*** Opening SOURCE MATERIAL ***

PR #764, opened 2020-03-18
Periodically rerun ordersync instead of running it only once on startup

albrow:
This PR adds a new method to the ordersync service called `PeriodicallyGetOrders` which simply calls `GetOrders` on a regular interval (~~currently set to 5 minutes~~). Update: now set to 1 hour. See [comment below](https://github.com/0xProject/0x-mesh/pull/764#issuecomment-601440504).

This accounts for situations where we receive an order which is not valid now but may be valid in the future. There are a couple scenarios where this could happen. Here's just a few examples:

1. A block re-org causes filled or cancelled orders to be fillable again. While we do account for this kind of re-org by marking existing orders as removed before we ultimately delete them from the database, that doesn't account for orders that were unfillable _the first time_ we saw them. Those orders are currently never stored at all.
2. The maker may not have the appropriate balance/allowance when we first see the order, but that may change in a subsequent block. It is not uncommon for nodes in the network to be behind or ahead of each other by 1-2 blocks.
3. The maximum expiration time may be decreased, which means some orders that were previously considered invalid because they expire too far in the future would now be valid.

### DIFF
--- a/core/core.go
+++ b/core/core.go
@@ -67,7 +67,7 @@ const (
 	// ordersyncApproxDelay is the approximate amount of time to wait between each
 	// run of the ordersync protocol (as a requester). We always request orders
 	// immediately on startup. This delay only applies to subsequent runs.
-	ordersyncApproxDelay         = 5 * time.Minute
+	ordersyncApproxDelay         = 1 * time.Hour
 	paginationSubprotocolPerPage = 500
 )
 
--- a/core/core.go
+++ b/core/core.go
@@ -662,6 +662,12 @@ func (app *App) Start(ctx context.Context) error {
 		defer func() {
 			log.Debug("closing ordersync service")
 		}()
+		log.WithFields(map[string]interface{}{
+			"approxDelay":  ordersyncApproxDelay,
+			"perPage":      paginationSubprotocolPerPage,
+			"subprotocols": []string{"FilteredPaginationSubProtocol"},
+		}).Info("starting ordersync service")
+
 		if err := app.ordersyncService.PeriodicallyGetOrders(innerCtx, ordersyncMinPeers, ordersyncApproxDelay); err != nil {
 			orderSyncErrChan <- err
 		}
--- a/core/core.go
+++ b/core/core.go
@@ -63,7 +63,11 @@ const (
 	version          = "development"
 	// ordersyncMinPeers is the minimum amount of peers to receive orders from
 	// before considering the ordersync process finished.
-	ordersyncMinPeers            = 5
+	ordersyncMinPeers = 5
+	// ordersyncMinDelay is the amount of time to wait between each run of the
+	// ordersync protocol (as a requester). We always request orders immediately
+	// on startup. This delay only applies to subsequent runs.
+	ordersyncMinDelay            = 5 * time.Minute
 	paginationSubprotocolPerPage = 500
 )
 
@@ -658,7 +662,7 @@ func (app *App) Start(ctx context.Context) error {
 		defer func() {
 			log.Debug("closing ordersync service")
 		}()
-		if err := app.ordersyncService.GetOrders(innerCtx, ordersyncMinPeers); err != nil {
+		if err := app.ordersyncService.PeriodicallyGetOrders(innerCtx, ordersyncMinPeers, ordersyncMinDelay); err != nil {
 			orderSyncErrChan <- err
 		}
 	}()
--- a/core/core.go
+++ b/core/core.go
@@ -64,10 +64,10 @@ const (
 	// ordersyncMinPeers is the minimum amount of peers to receive orders from
 	// before considering the ordersync process finished.
 	ordersyncMinPeers = 5
-	// ordersyncMinDelay is the amount of time to wait between each run of the
-	// ordersync protocol (as a requester). We always request orders immediately
-	// on startup. This delay only applies to subsequent runs.
-	ordersyncMinDelay            = 5 * time.Minute
+	// ordersyncApproxDelay is the approximate amount of time to wait between each
+	// run of the ordersync protocol (as a requester). We always request orders
+	// immediately on startup. This delay only applies to subsequent runs.
+	ordersyncApproxDelay         = 5 * time.Minute
 	paginationSubprotocolPerPage = 500
 )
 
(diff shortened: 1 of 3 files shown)


core/core.go
```diff
@@ -658,7 +662,7 @@ func (app *App) Start(ctx context.Context) error {
 		defer func() {
 			log.Debug("closing ordersync service")
 		}()
-		if err := app.ordersyncService.GetOrders(innerCtx, ordersyncMinPeers); err != nil {
+		if err := app.ordersyncService.PeriodicallyGetOrders(innerCtx, ordersyncMinPeers, ordersyncMinDelay); err != nil {
```
jalextowle: How would you feel about including a log like "started the ordersync service" here? This would make this more consistent with the other goroutines that are created in this function.

core/ordersync/ordersync.go
```diff
@@ -340,6 +340,29 @@ func (s *Service) GetOrders(ctx context.Context, minPeers int) error {
 	return nil
 }
 
+// PeriodicallyGetOrders periodically calls GetOrders. It waits a minimum of
+// minDelay between each call. It will block until there is a critical error or
+// the given context is canceled.
+func (s *Service) PeriodicallyGetOrders(ctx context.Context, minPeers int, minDelay time.Duration) error {
```
jalextowle: How hard would it be to add a test for this? FWIW this is pretty simple, so I don't think it's absolutely necessary, but if it's easy, I'd be in favor of adding it to prevent regressions.

core/core.go
albrow: Good idea. Just added.

core/ordersync/ordersync.go
albrow: Talked to Fabio about this too. I think the code in question is simple enough that our time would be better spent elsewhere. However, I did add a test for the new `calculateDelayWithJitter` since it's a little less straightforward.

albrow:
After running some tests with Mesh Manager, we decided to increase the delay between ordersync requests from 5 minutes to 1 hour. We were seeing a lot more bandwidth usage than we expected, so reducing the frequency will help counter that. This change means that this PR now realistically only addresses point (3) and doesn't help much with (1) or (2). We feel that (3) is the most likely to occur and (1) and (2) should be rare in practice (at least for now).

We can potentially reduce the delay in the future if/when we introduce new subprotocols for ordersync that use less bandwidth. This will become more important if we start seeing (1) or (2) more often in the wild.

core/ordersync/ordersync.go
jalextowle: I think that's a fair assessment. Thanks for adding the other test.

core/ordersync/ordersync.go
```diff
@@ -39,6 +39,12 @@ const (
 	maxRequestsPerSecond = 30
 	// requestsBurst is the maximum number of requests to allow at once.
 	requestsBurst = 10
+	// ordersyncJitterAmount is the amount of random jitter to add to the delay before
+	// each run of ordersync in PeriodicallyGetOrders. It is bound by:
+	//
+	//    (approxDelay - approxDelay * jitter) <= actualDelay <= (approxDelay + approxDelay * jitter)
```
jalextowle: I don't feel strongly about this suggestion, but I think this could be a bit clearer if it is written:

```
approxDelay * (1 - jitter) <= actualDelay <= approxDelay * (1 + jitter)
```

My brain pattern matches this faster because it's what I would expect to see, but it's simple, so I'll leave this to your discretion.

core/ordersync/ordersync.go
```diff
@@ -340,6 +346,39 @@ func (s *Service) GetOrders(ctx context.Context, minPeers int) error {
...
+		case <-ctx.Done():
+			return ctx.Err()
+		default:
+		}
+
+		if err := s.GetOrders(ctx, minPeers); err != nil {
+			return err
+		}
+
+		// Note(albrow): The random jitter here helps smooth out the frequency of ordersync
```
jalextowle: Did we write tests in Mesh Manager to verify this hypothesis, or is this just speculation? I could definitely see this being the case; however, I also think it's possible that different jitter values would improve this even more, and I also think it's possible that in some circumstances a jitter of 0 would be best.

core/ordersync/ordersync.go
```diff
@@ -340,6 +346,39 @@ func (s *Service) GetOrders(ctx context.Context, minPeers int) error {
...
+		case <-ctx.Done():
+			return ctx.Err()
+		case <-time.After(delay):
+		}
+	}
+}
+
+func calculateDelayWithJitter(approxDelay time.Duration, jitterAmount float64) time.Duration {
+	jitterBounds := int(float64(approxDelay) * jitterAmount * 2)
+	delta := rand.Intn(jitterBounds) - jitterBounds/2
```
jalextowle: From https://golang.org/pkg/math/rand/#NormFloat64, `0 <= rand.Intn(jitterBounds) < jitterBounds`. Given this, the bounds given in the comment above `ordersyncJitterAmount` should be

```
approxDelay * (1 - jitter) <= actualDelay < approxDelay * (1 + jitter)
```
Unfortunately, `jitter + math.SmallestNonzeroFloat{32,64} == jitter` in most cases because the floating point numbers are too many orders of magnitude different, so it could be tricky to make this inclusive. I'd say that we just update the comment.

core/ordersync/ordersync.go
albrow: I like this better too. Just updated it.

core/ordersync/ordersync.go
albrow: This idea is based on one simple assumption: when we re-deploy or update Mesh nodes we tend to do them all at once. This is not just the case for our infra; it's probably true for any other team that runs more than one node. If each of those nodes always used the same exact interval, it would lead to spiky behavior where the network as a whole sees a lot of ordersync requests coming in at the same time. Adding some random jitter makes this a lot less likely.

We can't really measure it in Mesh Manager right now because Mesh Manager tests only run for 15 minutes and the new interval is set to 1 hour. That said, the assumption seems really straightforward to me and at the very least adding a random jitter is unlikely to cause any harm.

core/ordersync/ordersync.go
albrow: I just made the comment more accurate by changing the the upper bound to exclusive. There's no inherent reason to prefer an inclusive upper bound.

core/ordersync/ordersync.go
jalextowle: I thought that was the assumption that you were using. I can see this being true of the network today, but I suspect that it will not always be the case.

I didn't think that it was likely to cause harm either, hence the "non-blocking" preface.

core/ordersync/ordersync.go
jalextowle: Thanks, yep I agree that this is just as good as an inclusive upper bound.

core/ordersync/ordersync.go
jalextowle: I thought that was probably the assumption that you were using. Thanks for clarifying that for me.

*** Closing SOURCE MATERIAL ***

Go through the entries above and report each line with the string "runs" in it.

 	// immediately on startup. This delay only applies to subsequent runs.
+	// on startup. This delay only applies to subsequent runs.
-	// on startup. This delay only applies to subsequent runs.
+	// immediately on startup. This delay only applies to subsequent runs.
albrow: This idea is based on one simple assumption: when we re-deploy or update Mesh nodes we tend to do them all at once. This is not just the case for our infra; it's probably true for any other team that runs more than one node. If each of those nodes always used the same exact interval, it would lead to spiky behavior where the network as a whole sees a lot of ordersync requests coming in at the same time. Adding some random jitter makes this a lot less likely.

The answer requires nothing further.